If all goes well I'm going to be back in school come August, this time for a BS in Biology w/concentration in Plant Ecology/Physiology. With luck I'll be able to combine my undergrad studies with grad work to get out with a MS without having to spend the rest of my life in school.

I'm hoping to do my undergrad/senior research on how light and nutrients affect the Physiology of Cryptocorynes. For grad work I'd like to concentrate on tissue culture of plants, specifically (semi)aquatic rhizomtic (word?) plants.
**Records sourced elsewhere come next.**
PR #7917, opened 2023-03-21
Added test cases and fixed issues for RequestValidator apigateway

sannya-singal:
For `RequestValidator` API in apigateway : 
- Wrote create, list, delete, update, invalid operations, etc. test cases 
- Resolved issues for json patching, invalid messages, conflicts in responses, etc. 
- Fix existing test case- `test_request_validator`

### DIFF
--- a/localstack/services/apigateway/provider.py
+++ b/localstack/services/apigateway/provider.py
@@ -1029,9 +1029,7 @@ class ApigatewayProvider(ApigatewayApi, ServiceLifecycleHook):
         )
 
         if validator is None:
-            raise NotFoundException(
-                f"Validator {request_validator_id} for API Gateway {rest_api_id} not found"
-            )
+            raise NotFoundException("Invalid Request Validator identifier specified")
 
         result = to_validator_response_json(rest_api_id, validator)
         return result
--- a/localstack/services/apigateway/provider.py
+++ b/localstack/services/apigateway/provider.py
@@ -1054,8 +1054,8 @@ class ApigatewayProvider(ApigatewayApi, ServiceLifecycleHook):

Like the Topic Lead asks, how much research has gone into this? Is it something where I'd be re-treading a topic or is it viable research?


----------



## Roger Miller (Jun 19, 2004)

Phil,

Best of luck on all that. I don't know what has been done with tissue culture of crypts. Tropica uses tissue culture quite a bit. You might check their website and email to Claus and/or Ole Pedersen to get some leads.


Roger Miller


----------



## Robert Hudson (Feb 5, 2004)

There is an article thats about 4 years old on my WEB site about tissue culture written by a woman who has a company making tissue culture kits to use in the home. She talks about aquatic plants in general, maybe it would be of some help.
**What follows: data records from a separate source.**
Issue #7902, opened 2023-03-18
bug: Incorrect email count from SES:GetSendQuota after using SES:SendRawEmail


tech-122:
### Is there an existing issue for this?

- [X] I have searched the existing issues

### Current Behavior

The email count returned from SES:GetSendQuota is double the expected count after using the SES:SendRawEmail  e.g. returns 2 instead of 1 when sending an email to 1 recipient. 

Issue not present when using SES:SendEmail.

### Expected Behavior

The email count returned from SES:GetSendQuota should be the expected count after using the SES:SendRawEmail  e.g. returns 1 instead of 2 when sending an email to 1 recipient.

### How are you starting LocalStack?

With a docker-compose file

#### How are you starting localstack (e.g., `bin/localstack` command, arguments, or `docker-compose.yml`)

docker-compose.yml:
```yaml
version: '3.7'

services:

  localstack:
    image: localstack/localstack:latest
    environment:
      - AWS_DEFAULT_REGION=eu-west-1
      - LOCALSTACK_DEFAULT_REGION=eu-west-1
      - LOCALSTACK_SERVICES=ses
      - LOCALHOST_DOCKER_HOST=unix:///var/run/docker.sock
      - LOCALSTACK_LS_LOG=debug
    ports:
      - '4566:4566'
    volumes:
      - "/var/run/docker.sock:/var/run/docker.sock"
```

#### Client commands (e.g., AWS SDK code snippet, or sequence of "awslocal" commands)

```python
import boto3
from mypy_boto3_ses import Client

CLIENT: Client = boto3.client(service_name='ses', endpoint_url='http://localhost:4566')
EMAIL = 'foo@example.com'

def email_quota():
    resp = CLIENT.get_send_quota()
    print(resp['SentLast24Hours'])

if __name__ == '__main__':
    CLIENT.verify_email_address(EmailAddress=EMAIL)

    email_quota()
    # CLIENT.send_email(
    #     Source=EMAIL,
    #     Destination={
    #         'ToAddresses': ['bar@example.com'],
    #     },
    #     Message={
    #       'Subject': {
    #           'Data': 'string',
    #           'Charset': 'string',
    #       },
    #       'Body': {
    #           'Text': {
    #               'Data': 'string',
    #               'Charset': 'string'
    #           },
    #       },
    #     },
    # )
    # email_quota()

    CLIENT.send_raw_email(
        Source=EMAIL,
        Destinations=['bar@example.com'],
        RawMessage={
[...]

Issue #6287, opened 2022-06-16
Error on SES SendRawEmail without Destinations specified


mmastika:
Hi there,

We're in the process of isolating our build to use LocalStack. In the process we stumbled on an issue where LocalStack would fail with 500 error on SendRawEmail. 

We're able to isolate the issue to what appears to be a LocalStack issue. According to a [post on StackOverflow](https://stackoverflow.com/questions/27446357/how-to-add-cc-and-bcc-in-amazon-ses-sendrawemail), for us to use SendRawEmail and to specify TO, CC and BCC, we must specify it on the on the message/email header, then we MUST not set destinations. This works as expected when we have AWS to test as well as in Production. LocalStack however, produces the following error:

```
2022-06-16T08:26:27.149:WARNING:localstack.utils.server.http2_server: Error in proxy handler for request POST http://localhost:4566/: object of type 'NoneType' has no len() Traceback (most recent call last):
  File "/opt/code/localstack/localstack/utils/server/http2_server.py", line 185, in index
    result = await run_sync(handler, request, data)
  File "/opt/code/localstack/localstack/utils/asyncio.py", line 85, in run_sync
    return await loop.run_in_executor(thread_pool, copy_context().run, func_wrapped)
  File "/opt/code/localstack/localstack/utils/threads.py", line 39, in run
    result = self.func(self.params, **kwargs)
  File "/opt/code/localstack/localstack/utils/asyncio.py", line 30, in _run
    return fn(*args, **kwargs)
  File "/opt/code/localstack/localstack/services/generic_proxy.py", line 993, in handler
    return modify_and_forward(
  File "/opt/code/localstack/localstack/services/generic_proxy.py", line 534, in wrapper
    value = func(*args, **kwargs)
  File "/opt/code/localstack/localstack/services/generic_proxy.py", line 614, in modify_and_forward
    listener_result = listener.forward_request(
  File "/opt/code/localstack/localstack/services/edge.py", line 170, in forward_request
    result = do_forward_request(api, method, path, data, headers, port=port)
  File "/opt/code/localstack/localstack/services/edge.py", line 225, in do_forward_request
    result = do_forward_request_inmem(api, method, path, data, headers, port=port)
  File "/opt/code/localstack/localstack/services/edge.py", line 249, in do_forward_request_inmem
    response = modify_and_forward(
  File "/opt/code/localstack/localstack/services/generic_proxy.py", line 534, in wrapper
    value = func(*args, **kwargs)
[...]

PR #7919, opened 2023-03-21
SES: Fix sent email counter double incrementing

viren-nadkarni:
Remove Moto operation being invoked twice which caused sent email counter to be double incremented.

Fixes https://github.com/localstack/localstack/issues/7902

### DIFF
--- a/tests/integration/test_ses.py
+++ b/tests/integration/test_ses.py
@@ -14,11 +14,25 @@ from localstack.utils.strings import short_uid
 if TYPE_CHECKING:
     from mypy_boto3_ses import SESClient
 
-TEST_TEMPLATE_ATTRIBUTES = {
+SAMPLE_TEMPLATE = {
     "TemplateName": "hello-world",
     "SubjectPart": "Subject test",
     "TextPart": "hello\nworld",
     "HtmlPart": "hello<br/>world",
+}
+
+SAMPLE_SIMPLE_EMAIL = {
+    "Subject": {
+        "Data": "SOME_SUBJECT",
+    },
+    "Body": {
+        "Text": {
+            "Data": "SOME_MESSAGE",
+        },
+        "Html": {
+            "Data": "<p>SOME_HTML</p>",
+        },
+    },
 }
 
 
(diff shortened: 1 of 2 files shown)


tests/integration/test_ses.py
```diff
@@ -239,6 +244,47 @@ def test_send_templated_email_can_retrospect(self, ses_client, create_template):
...
+        assert new_counter == counter + 2
+        counter = new_counter
+
+        raw_message_data = f"From: {email}\nTo: recipient@example.com\nSubject: test\n\nThis is the message body.\n\n"
+        ses_client.send_raw_email(
+            Destinations=["foo@bar.com"], RawMessage={"Data": raw_message_data}
+        )
+
+        new_counter = ses_client.get_send_quota()["SentLast24Hours"]
+        assert new_counter == counter + 2
```
bentsku, line 286: question: I am confused, wasn't the issue report that the counter should be only +1? Or am I missing something?
After checking in moto, it seems moto is adding recipients from the raw headers to the sum. However, what if the recipient in `Destinations` and in the headers is the same? It seems they would be counted twice. (this previous part was before finding out the answer in the post under). 

Also, after finding an old bug report in LocalStack and this SO post: 
https://github.com/localstack/localstack/issues/6287
https://stackoverflow.com/questions/27446357/how-to-add-cc-and-bcc-in-amazon-ses-sendrawemail

It seems that if we have `Destinations` set then we shouldn't take into account the headers. So the count should be +1 here?

bentsku (commented):
I have one question regarding maybe something out of scope of this PR.
If this is too out of scope, I guess we could simplify the test to not have `Destinations` recipients and only one header `To:`? Or the same example as in the issue, one `Destinations` and no headers.
And create an xfailed test for the wrong behaviour of moto.

tests/integration/test_ses.py
viren-nadkarni: Good catch! This will need fixes both in LS and Moto and a out of scope of this issue. For now I've updated the test and added a fixme in the SES provider

bentsku (approved):
LGTM! Thanks for adding the note 👍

http://www.aquabotanic.com/stiffaquatic.htm

Robert
King admin
www.aquabotanic.com


----------



## Phil Edwards (Jan 22, 2004)

Thanks Robert


----------



## Faruk Gençöz (Nov 4, 2005)

Hi Phil,

A colleague of mine, in the Biology Department, supervising a master thesis study on tissue culture. The student has been trying to propagate anubias barteri. I have followed the study with my digital camera. The problem with the study is that every time a new sample of plant is cut, sterilized, and put in sterile jars it gets infected gradually no matter how rigid sterilization procedure is followed. 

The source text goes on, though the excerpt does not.